One result of this embrace of ignorance is a remarkable estrangement between modern conservatives and highly educated Americans, especially but not only college faculty. The right insists that the scarcity of self-identified conservatives in the academy is evidence of discrimination against their views, of political correctness run wild.

Those of us who work in the academy know firsthand that this accusation of discrimination is utter bullshit.

Case in point: my office in the School of Public and Environmental Affairs is on the same floor as that of professors in the Kelley School of Business. When I first joined the faculty, twenty years ago, a majority of those professors self-identified as fiscally-conservative Republicans. They continue to be conservative, but very few of them are still Republicans. When the party rejected science, evidence and scholarly research, they left.  As Krugman says of the science professorate, “When the more or less official position of your party is that climate change is a hoax and evolution never happened, you won’t get much support from people who take evidence seriously.”

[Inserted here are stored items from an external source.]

Issue #698, opened 2022-08-07
Input sockets are broken on Windows


bcoconni:
### Discussed in https://github.com/JSBSim-Team/jsbsim/discussions/693

<div type='discussions-op-text'>

<sup>Originally posted by **achodoglugil** August  4, 2022</sup>
I set the input parameters like this in c1723.xm
![input](https://user-images.githubusercontent.com/74592595/182802102-e75f7864-0e2b-4f87-b3ce-059358bf8066.PNG)

I run the command `.\JSBSim --script=scripts/c1723.xml --realtime --suspend` and then from another terminal i run the command `telnet localhost 1137` and doesnt get the message `connected to jsbsim server`. I just get a blank terminal and cant type anything</div>

bcoconni:
As reported by @seanmcleod in https://github.com/JSBSim-Team/jsbsim/discussions/693#discussioncomment-3336344, the issue is due to an improper use of the `FGfdmSocket` members `sckt` and `sckt_in` as variables of the type `SOCKET`on Windows.

seanmcleod:
So looking at `socket()` and `accept()` documentation for Linux and presumably for other Unix based OS, it looks like -1 is returned for both to indicate failure.

Linux socket() - https://www.man7.org/linux/man-pages/man2/socket.2.html
Linux accept() - https://www.man7.org/linux/man-pages/man2/accept.2.html

So one option to potentially avoid a bunch of extra `#ifdefs` around every call to `socket()`, `accept()` etc. is to introduce:

```C++
#ifndef WINDOWS
#define INVALID_SOCKET -1 
#endif
``` 

So resulting in the following sorts of changes:

```c++
// Currently
sckt = sckt_in = 0;
// To
sckt = sckt_in = INVALID_SOCKET;

// Currently
  if (sckt) shutdown(sckt,2);
  if (sckt_in) shutdown(sckt_in,2);
// To
  if (sckt != INVALID_SOCKET) shutdown(sckt,2);
  if (sckt_in != INVALID_SOCKET) shutdown(sckt_in,2);

// Currently 
if (sckt_in > 0) {
// To
if (sckt_in != INVALID_SOCKET 0) {

// Currently
  if (sckt_in <= 0 && Protocol == ptTCP) {
// To
  if (sckt_in != INVALID_SOCKET && Protocol == ptTCP) {

// Currently
sckt_in = -1;
// To
sckt_in = INVALID_SOCKET;
```

[...]

PR #700, opened 2022-08-08
Fix the telnet connection on Windows

bcoconni:
This pull request should fix the bug reported in issue #698 and discussion #693:

* Error codes returned by `socket()` and `append()` should now be correctly handled on Windows (the `SOCKET` type is a pointer type).
* JSBSim no longer expects `telnet` to be in line mode. Actually, the [default `telnet` on Windows cannot be set to line mode](https://superuser.com/questions/1251991/is-it-possible-to-run-windows-telnet-in-linemode) so `recv()` sends one character at a time instead of a string. This PR modifies `FGInputSocket` to append the data received from the socket in a buffer. The buffer is parsed once it contains a CARRIAGE RETURN `\r` or a LINE FEED `\n`.

As per @seanmcleod's suggestion, dummy flags `INVALID_SOCKET` and `SOCKET_ERROR` are defined for non-Windows platforms to use the same syntax for all platforms and save a lot of `#ifdef`.

### DIFF
--- a/.github/workflows/cpp-python-build.yml
+++ b/.github/workflows/cpp-python-build.yml
@@ -382,7 +382,7 @@ jobs:
         run: ctest -R fpectl --build-config RelWithDebInfo -V
       - name: Test JSBSim
         working-directory: build
-        run: ctest -j2 -E TestInputSocket --build-config RelWithDebInfo --output-on-failure
+        run: ctest -j2 --build-config RelWithDebInfo --output-on-failure
 
     # On failure, upload logs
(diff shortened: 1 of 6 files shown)


bcoconni:
I took the opportunity of this PR to fix the test `TestInputSocket` so that it should now work on Windows and MacOSX.

I removed the threading code altogether as this was not needed and the test is now taking place in a single thread. The resulting code is much more straightforward and achieves the goal of testing whether the input socket is working or not on the 3 platforms that we are supporting (instead of Linux alone).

But conservatives don’t see the rejection of their orthodoxies by people who know what they’re talking about as a sign that they might need to rethink. Instead, they’ve soured on scholarship and education in general. Remarkably, a clear majority of Republicans now say that colleges and universities have a negative effect on America.

Krugman then points to research showing the growing importance of “clusters of highly skilled workers” who create what he calls “virtuous circles of growth and innovation.” Those clusters disproportionately emerge around universities.  In 2016, voters largely divided along educational lines, with the better-educated, rising regions carried by Hillary Clinton, and more rural, under-educated and less skilled regions going for Trump.

The anti-education, anti-evidence, anti-science voters who remain in the GOP are also disproportionately likely to express tribal, White Christian beliefs: creationism, rather than evolution, America as (their version of) a Christian Nation.

Newsweek recently reported

Evangelical Christians overwhelmingly support President Donald Trump because they believe he’ll cause the world to end.

Many have questioned why devout evangelicals support Trump, a man who has bragged about sexual assault, lies perpetually and once admitted he never asks God for forgiveness. Trump’s lack of knowledge of the Bible is also well-known.

Nevertheless, many evangelical Christians believe that Trump was chosen by God to usher in a new era, a part of history called the “end times”….  the time when Jesus returns to Earth and judges all people.

Are people who hold these beliefs representative of Christianity? No. Are they rare on most university faculties ? Yes, and for obvious reasons.

When knowledge and expertise are devalued, when empirical evidence is scorned, when the weighty and complex search for meaning that characterizes serious religiosity is replaced with superstition, rejection of reason and fear of the Other, the know-nothings have won.